The goal of Ohua is to unify ETL, EAI and online data streaming into one system. This is a very challenging task considering the various requirements that each of these technologies has: ETL requires exactly-once delivery semantics even in the event of system failures, EAI needs transactional semantics for the data processing and for online data streaming near real-time data delivery are essential. While fault tolerance is sufficient for ETL high availability is indispensible for online trading applications. In addition to that each of these systems needs to be highly extensible to adapt quickly, scale to very large volumes of data and process data very efficiently.
The core of the Ohua system is a data streaming engine particularly designed for MPP deployment scenarios. The user specifies (directed acyclic) graphs where data travels through the system among the arcs in FIFO order and each node (operator) represents a unit of computation to be performed on the data. Data is retrieved from and written to a variety of sources such as databases, files, messaging queues, web services etc.
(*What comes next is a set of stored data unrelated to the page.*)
PR #2654, opened 2016-06-02
Fix Webpack Example Config

awmichel:
It looks like the `fs.readFileSync` method calls have moved out of `mapbox-gl-js` and into `mapbox-gl-shaders` as of f36efdf06349f56724b3fa60203a378d29ffe4cd. In order for Webpack to build, this example needs to apply the brfs transform to `mapbox-gl-shaders/index.js` instead of `mapbox-gl/js/render/painter/use_program.js`.

### DIFF
--- a/webpack.config.example.js
+++ b/webpack.config.example.js
@@ -51,11 +51,11 @@ module.exports = {
             loader: 'json-loader'
         }, {
             test: /\.js$/,
-            include: path.resolve(__dirname, 'js/render/painter/use_program.js'),
+            include: path.resolve('node_modules/mapbox-gl-shaders/index.js'),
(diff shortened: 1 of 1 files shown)


tmcw:
Thanks Adam! Looks good to me, I'll merge if CircleCI agrees.

awmichel:
@tmcw Tests seem to be passing locally and on CircleCI, but something is failing with Coveralls. Is that related to this PR somehow?

lucaswoj:
@awmichel That's "normal" for commits from 3rd party repos. I will fix GL JS upstream.

lucaswoj:
fixes #2670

Ohua fulfills the above stated requirements by defining a fault tolerance framework that takes checkpoints transparently online without stopping the processing and recover from them once a failure has occurred. Additionally Ohua provides exactly-once delivery semantics to operators with side-effects to (transactional) resources (databases, XML files, etc.) at low overhead costs even in the presence of system crashes. High extensibility is assured by opposing only minor effort on operator authors.